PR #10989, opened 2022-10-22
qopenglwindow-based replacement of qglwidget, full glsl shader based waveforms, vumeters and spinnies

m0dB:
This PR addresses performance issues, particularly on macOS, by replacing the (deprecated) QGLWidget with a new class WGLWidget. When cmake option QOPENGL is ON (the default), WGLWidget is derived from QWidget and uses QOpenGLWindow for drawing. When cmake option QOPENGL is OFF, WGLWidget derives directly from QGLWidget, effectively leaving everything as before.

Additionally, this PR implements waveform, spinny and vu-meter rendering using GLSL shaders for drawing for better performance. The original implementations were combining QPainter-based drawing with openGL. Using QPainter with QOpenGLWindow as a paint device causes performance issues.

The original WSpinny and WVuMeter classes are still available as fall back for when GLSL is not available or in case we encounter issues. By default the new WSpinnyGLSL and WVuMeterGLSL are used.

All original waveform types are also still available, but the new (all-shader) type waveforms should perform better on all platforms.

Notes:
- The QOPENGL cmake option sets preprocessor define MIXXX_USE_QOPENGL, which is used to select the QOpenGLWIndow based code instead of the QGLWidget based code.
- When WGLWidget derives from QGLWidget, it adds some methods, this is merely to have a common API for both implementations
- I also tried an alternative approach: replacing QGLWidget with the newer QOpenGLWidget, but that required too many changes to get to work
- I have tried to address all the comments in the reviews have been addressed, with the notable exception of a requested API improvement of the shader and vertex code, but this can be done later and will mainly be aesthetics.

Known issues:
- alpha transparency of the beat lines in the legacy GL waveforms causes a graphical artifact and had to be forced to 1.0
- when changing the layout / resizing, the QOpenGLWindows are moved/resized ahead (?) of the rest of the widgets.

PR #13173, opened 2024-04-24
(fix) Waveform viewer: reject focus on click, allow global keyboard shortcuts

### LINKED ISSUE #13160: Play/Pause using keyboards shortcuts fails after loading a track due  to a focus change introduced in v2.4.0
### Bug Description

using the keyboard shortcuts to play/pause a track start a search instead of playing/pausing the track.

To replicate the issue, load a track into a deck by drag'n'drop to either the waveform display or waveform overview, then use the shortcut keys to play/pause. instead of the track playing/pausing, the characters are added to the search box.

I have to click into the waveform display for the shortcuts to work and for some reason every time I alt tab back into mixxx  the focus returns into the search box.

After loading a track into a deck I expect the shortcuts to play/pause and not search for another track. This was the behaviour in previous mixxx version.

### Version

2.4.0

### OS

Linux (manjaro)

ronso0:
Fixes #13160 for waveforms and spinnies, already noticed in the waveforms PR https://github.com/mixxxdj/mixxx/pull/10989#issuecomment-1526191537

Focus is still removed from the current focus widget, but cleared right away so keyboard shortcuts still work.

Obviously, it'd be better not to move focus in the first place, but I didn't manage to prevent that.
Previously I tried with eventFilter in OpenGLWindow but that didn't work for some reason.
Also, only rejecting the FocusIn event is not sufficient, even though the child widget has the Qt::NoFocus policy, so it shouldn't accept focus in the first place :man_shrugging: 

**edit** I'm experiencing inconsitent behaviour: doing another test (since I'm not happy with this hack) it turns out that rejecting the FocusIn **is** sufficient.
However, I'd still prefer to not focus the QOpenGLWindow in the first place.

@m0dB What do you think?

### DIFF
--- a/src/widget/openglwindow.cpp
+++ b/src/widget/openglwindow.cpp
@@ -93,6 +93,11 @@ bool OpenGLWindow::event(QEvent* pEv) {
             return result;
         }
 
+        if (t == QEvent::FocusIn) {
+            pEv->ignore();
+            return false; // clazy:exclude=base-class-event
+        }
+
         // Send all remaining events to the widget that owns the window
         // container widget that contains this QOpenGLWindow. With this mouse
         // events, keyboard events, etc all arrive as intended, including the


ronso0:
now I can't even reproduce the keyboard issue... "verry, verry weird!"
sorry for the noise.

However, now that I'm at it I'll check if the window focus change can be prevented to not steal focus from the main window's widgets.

Exercise aim:
Above are records; repeat only the lines starting at the line with "- alpha transparency" and ending at the line with "(fix) Waveform viewer: reject", exactly as they appear, both included.

Your solution:
- alpha transparency of the beat lines in the legacy GL waveforms causes a graphical artifact and had to be forced to 1.0
- when changing the layout / resizing, the QOpenGLWindows are moved/resized ahead (?) of the rest of the widgets.

PR #13173, opened 2024-04-24
(fix) Waveform viewer: reject focus on click, allow global keyboard shortcuts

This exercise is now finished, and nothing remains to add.